由图6 可知，广金钱草乙醇提取物及各萃取相对α-葡萄糖苷酶有一定的抑制活性，在20～100 μg/mL 质量浓度范围内，抑制率随浓度升高而增强，质量浓度在100 μg/mL 时，其抑制率大小为：乙醇提取物＞正丁醇相＞石油醚相＞水相＞乙酸乙酯相，它们的IC50值分别为36.69、80.51、81.12、58.44、90.20 μg/mL，乙醇提取物的IC50值最小。显著性分析表明，在同一浓度下不同萃取相对α-葡萄糖苷酶的抑制能力之间有显著性差异，乙醇提取物对α-葡萄糖苷酶的抑制率高于其他萃取相，表现出较好的抑制活性。研究表明[21]肉桂正丁醇萃取物对α-葡萄糖苷酶的抑制率能达到100.00%，并表明发挥其活性的成分主要为鞣质类。广金钱草乙醇提取物对α-葡萄糖苷酶的抑制效果最为明显，说明广金钱草中抑制α-葡萄糖苷酶的活性成分主要富集在乙醇提取物中。

图6 乙醇提取物及各萃取相对α-葡萄糖苷酶抑制率Fig.6 Inhibition rate of α-glucosidase of ethanol extract and its extraction phase

2.4.2α-淀粉酶抑制活性的测定

由图7 可知，在1～5 mg/mL 质量浓度范围内，广金钱草乙醇提取物及各萃取相对α-淀粉酶抑制效果随浓度增大而增强，抑制率呈浓度依赖性。

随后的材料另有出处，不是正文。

Issue #786, opened 2023-03-10
ARM-specific vmlinux.h


kkourt:
#734 used the x86 vmlinux.h as a quick way to get the arm64 port going.

Long term, we might want to use a `vmlinux.h` generated from an `arm64` kernel.
Specifically:
 * generate an arm vmlinux.h and place it in include/arm64/vmlinux.h
 * move the old (x86) version to include/x86/vmlinux.h
 * have a include/vmlinux.h that picks the proper file gbased on the ARCH

@mtardy tried this with https://gist.github.com/mtardy/ec17aa35132b4fc769519f166b808f5b, but it was not trivial to use.

mtardy:
See this discussion also https://github.com/cilium/tetragon/pull/734#discussion_r1129606385, @tixxdz mentioned that the `vmlinux.h` in its current state after the specified PR merged might be wrong for arm64. Indeed, some arch-specific values in enums might exist (and miss in arm64) which might result in very difficult-to-debug issues. For example, [this enum value](https://elixir.bootlin.com/linux/latest/source/include/linux/page-flags.h#L125) might miss on arm64 and shift all the values by 1.

lmb:
> I guess an arch specific flag enum can easily cause trouble and hard to track...

Do you have an example in mind? The intended failure mode is that the program referring an arch specific enum that doesn't exist in the current kernel will fail to load with an error telling you which enum  value is missing. If that is currently not the case I'd consider it a bug and something we should fix for sure!

tixxdz:
> Do you have an example in mind? The intended failure mode is that the program referring an arch specific enum that doesn't exist in the current kernel will fail to load with an error telling you which enum value is missing. If that is currently not the case I'd consider it a bug and something we should fix for sure!

Ok, that's great then if CO-RE can adapt or error out on it!

So for now seems we are fine, thanks @lmb ;-) ! what remains is minor: as you noted if we start using arm specific bpf programs then having arm specific values will help to compile, and always remember to look at kernel and not vmlinux.h as source of truth to do Tetragon matchArgs on raw integer values (not symbols) in tracing policies...

These are minor issues, we can fix later or maybe some one will improve it.

kkourt:
OK, so it seems to me that the conclusion is that we are not aware of any potential issues with how things are now. So I'd suggest we close this issue. An objections?

Thanks @lmb!

[...]

PR #3308, opened 2025-01-16
tetragon: update vmlinux.h

olsajiri:
update vmlinux.h now both for both archs we build for

Fixes: https://github.com/cilium/tetragon/issues/786


olsajiri:
note the syntax checked does not like vmlinux.h formatting,
but I'd like to keep it, so the future update diff is reasonable

tpapagian (approved):

kkourt (approved):

PR #3321, opened 2025-01-21
fixes in server cleanup

kkourt:
See patches.

```release-note
tetragon: avoid the agent from hanging in some corner error conditions
```


kkourt:
clang-format issues are fixed in: https://github.com/cilium/tetragon/pull/3322 so we can ignore them.

kevsecurity (approved):
LGTM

其中，石油醚相对α-淀粉酶抑制率上升最为明显。在质量浓度为5 mg/mL 时，各样品对α-淀粉酶的抑制率为：石油醚相＞乙醇提取物＞水相＞正丁醇相＞乙酸乙酯相，其中石油醚相对α-淀粉酶的抑制率最高为78.60%，IC50值为2.77 mg/mL，以阿卡波糖为阳性对照测得其对α-淀粉酶的IC50值为0.047 mg/mL。显著性分析表明，在最高浓度下不同萃取相对α-淀粉酶的抑制能力之间有显著性差异，总体上石油醚相对α-淀粉酶抑制活性最高。药用植物乳苣[22]石油醚萃取物也对α-淀粉酶表现出最高的抑制活性。本部分的结果显示，石油醚相对α-淀粉酶抑制清除效果最为明显，说明广金钱草中抑制α-淀粉酶的活性成分主要富集在石油醚萃取相中。

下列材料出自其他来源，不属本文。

PR #3328, opened 2025-01-23
tetragon: map changes

olsajiri:
Adding execve-map-entries option to setup entries of execve_map map, plus related loader changes.

### DIFF
--- a/pkg/option/flags.go
+++ b/pkg/option/flags.go
@@ -118,6 +118,9 @@ const (
 	KeyEventCacheRetryDelay = "event-cache-retry-delay"
 
 	KeyCompatibilitySyscall64SizeType = "enable-compatibility-syscall64-size-type"
+
+	KeyExecveMapEntries = "execve-map-entries"
+	KeyExecveMapSize    = "execve-map-size"
 )
 
 type UsernameMetadaCode int
@@ -252,6 +255,8 @@ func ReadAndSetFlags() error {
 
 	Config.CompatibilitySyscall64SizeType = viper.GetBool(KeyCompatibilitySyscall64SizeType)
 
+	Config.ExecveMapEntries = viper.GetInt(KeyExecveMapEntries)
+	Config.ExecveMapSize = viper.GetString(KeyExecveMapSize)
 	return nil
 }
 
@@ -419,4 +424,7 @@ func AddFlags(flags *pflag.FlagSet) {
 	flags.Int(KeyEventCacheRetryDelay, defaults.DefaultEventCacheRetryDelay, "Delay in seconds between event cache retries")
 
 	flags.Bool(KeyCompatibilitySyscall64SizeType, false, "syscall64 type will produce output of type size (compatibility flag, will be removed in v1.4)")
+
+	flags.Int(KeyExecveMapEntries, 0, "Set entries for execve_map table (default 32768)")
+	flags.String(KeyExecveMapSize, "", "Set size for execve_map table (allows K/M/G suffix)")
 }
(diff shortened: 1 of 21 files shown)


pkg/option/flags.go
```diff
@@ -252,6 +254,7 @@ func ReadAndSetFlags() error {
 
 	Config.CompatibilitySyscall64SizeType = viper.GetBool(KeyCompatibilitySyscall64SizeType)
 
+	Config.ExecveMapEntries = viper.GetString(KeyExecveMapEntries)
```
mtardy, line 257: proposition: maybe you could call `GetExecveMapEntries` so that you do the flag parsing here and you have a number in Config.ExecveMapEntries?

mtardy (approved):
Thanks, looks good! Just some nits or questions.

pkg/sensors/program/loader.go
```diff
@@ -804,8 +805,33 @@ func doLoadProgram(
...
+	// - maps passed to loader
+	//
+	// We take user maps from loadOpts.Maps and use them to resolve
+	// program maps in following order:
+	//   1) load.PinMap[name]
+	//   2) loadOpts.Maps user maps
+
+	maps := map[string]*Map{}
+	for _, pm := range loadOpts.Maps {
+		if !pm.IsOwner() {
```
kkourt, line 830: Out of curiosity, why are we skipping the "owned" maps?

pkg/sensors/base/base.go
```diff
@@ -77,6 +84,43 @@ var (
...
+	// follow threads-max entries
+	if str == "max" {
+		if val, err := readThreadsMax("/proc/sys/kernel/threads-max"); err == nil {
+			return int(val)
+		}
+		logger.GetLogger().Warn("Failed to read /proc/sys/kernel/threads-max file, falling back to default")
+		return ExecveMapMaxEntries
+	}
+	// set entries based on size
+	size, err := strutils.ParseSize(str)
```
kkourt, line 115: Do I understand correctly that we set entries based on size if there is a suffix? For example, `1024` is interpreted as the number of entries, but `1K` would be interpreted as the total size of the map?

图7 乙醇提取物及各萃取相对α-淀粉酶抑制率Fig.7 Inhibition rate of α-amylase of ethanol extract and its extraction phase

3 结论

本文测定了广金钱草不同极性萃取物中总黄酮和总酚的含量，并对乙醇提取物及其各萃取相的体外降脂和降血糖活性进行了比较。实验数据显示，乙酸乙酯萃取相中总黄酮、总酚含量均高于其他萃取相，说明广金钱草中黄酮类、酚类化合物主要集中在乙酸乙酯萃取相中。广金钱草各萃取相中化学成分种类不同，发挥酶的抑制活性作用不同，黄酮、酚类物质含量较多的乙酸乙酯相，作用效果并没有乙醇提取物及其他萃取相明显。乙醇提取物对胆固醇酯酶和α-葡萄糖苷酶的抑制率最高，中药乙醇提取物通常为黄酮、萜类和生物碱等混合成分，本部分的研究结果说明广金钱草中除了黄酮类物质外，其余成分也参与发挥作用，混合组分在α-葡萄糖苷酶和胆固醇酯酶抑制方面具有一定的协同效应。正丁醇萃取相对胰脂肪酶表现出较强的抑制活性，抑制率随浓度增加而增强。石油醚萃取相对α-淀粉酶的抑制率最强，这可能与亲脂性强的挥发油、甾体类等化合物相关。

综上所述，广金钱草对胆固醇酯酶、胰脂肪酶及α-葡萄糖苷酶和α-淀粉酶具有一定的抑制活性，表现出潜在的降脂和降血糖作用。后续将进一步分离鉴定其发挥作用的活性成分，深入探讨作用机制，为新型降脂、降血糖药物的研究提供理论参考。